REQUIRED WORK:
Please reproduce each line of the data below exactly as shown.

──────── SUPPLIED DATA ────────

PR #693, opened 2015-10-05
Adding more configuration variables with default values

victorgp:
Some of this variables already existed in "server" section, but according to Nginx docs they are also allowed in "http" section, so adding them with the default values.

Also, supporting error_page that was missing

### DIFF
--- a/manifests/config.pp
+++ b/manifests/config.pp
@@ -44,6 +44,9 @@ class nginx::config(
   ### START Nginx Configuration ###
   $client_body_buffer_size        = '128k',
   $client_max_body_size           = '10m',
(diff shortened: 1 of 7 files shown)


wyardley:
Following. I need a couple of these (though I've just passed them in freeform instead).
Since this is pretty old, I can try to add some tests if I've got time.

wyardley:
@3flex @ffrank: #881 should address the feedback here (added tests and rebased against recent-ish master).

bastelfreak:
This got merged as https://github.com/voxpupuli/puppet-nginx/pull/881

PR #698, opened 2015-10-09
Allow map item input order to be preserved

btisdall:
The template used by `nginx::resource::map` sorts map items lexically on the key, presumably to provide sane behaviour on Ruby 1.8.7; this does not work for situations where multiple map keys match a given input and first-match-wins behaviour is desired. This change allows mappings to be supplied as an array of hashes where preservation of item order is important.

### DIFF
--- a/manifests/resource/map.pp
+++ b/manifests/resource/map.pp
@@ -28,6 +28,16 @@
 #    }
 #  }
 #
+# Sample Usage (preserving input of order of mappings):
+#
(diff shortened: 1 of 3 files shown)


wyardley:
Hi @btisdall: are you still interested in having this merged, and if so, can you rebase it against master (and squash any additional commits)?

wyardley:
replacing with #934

────────

EXERCISE OUTPUT:
PR #693, opened 2015-10-05
Adding more configuration variables with default values

victorgp:
Some of this variables already existed in "server" section, but according to Nginx docs they are also allowed in "http" section, so adding them with the default values.

Also, supporting error_page that was missing

### DIFF
--- a/manifests/config.pp
+++ b/manifests/config.pp
@@ -44,6 +44,9 @@ class nginx::config(
   ### START Nginx Configuration ###
   $client_body_buffer_size        = '128k',
   $client_max_body_size           = '10m',
(diff shortened: 1 of 7 files shown)


wyardley:
Following. I need a couple of these (though I've just passed them in freeform instead).
Since this is pretty old, I can try to add some tests if I've got time.

wyardley:
@3flex @ffrank: #881 should address the feedback here (added tests and rebased against recent-ish master).

bastelfreak:
This got merged as https://github.com/voxpupuli/puppet-nginx/pull/881

PR #698, opened 2015-10-09
Allow map item input order to be preserved

btisdall:
The template used by `nginx::resource::map` sorts map items lexically on the key, presumably to provide sane behaviour on Ruby 1.8.7; this does not work for situations where multiple map keys match a given input and first-match-wins behaviour is desired. This change allows mappings to be supplied as an array of hashes where preservation of item order is important.

### DIFF
--- a/manifests/resource/map.pp
+++ b/manifests/resource/map.pp
@@ -28,6 +28,16 @@
 #    }
 #  }
 #
+# Sample Usage (preserving input of order of mappings):
+#
(diff shortened: 1 of 3 files shown)


wyardley:
Hi @btisdall: are you still interested in having this merged, and if so, can you rebase it against master (and squash any additional commits)?

wyardley:
replacing with #934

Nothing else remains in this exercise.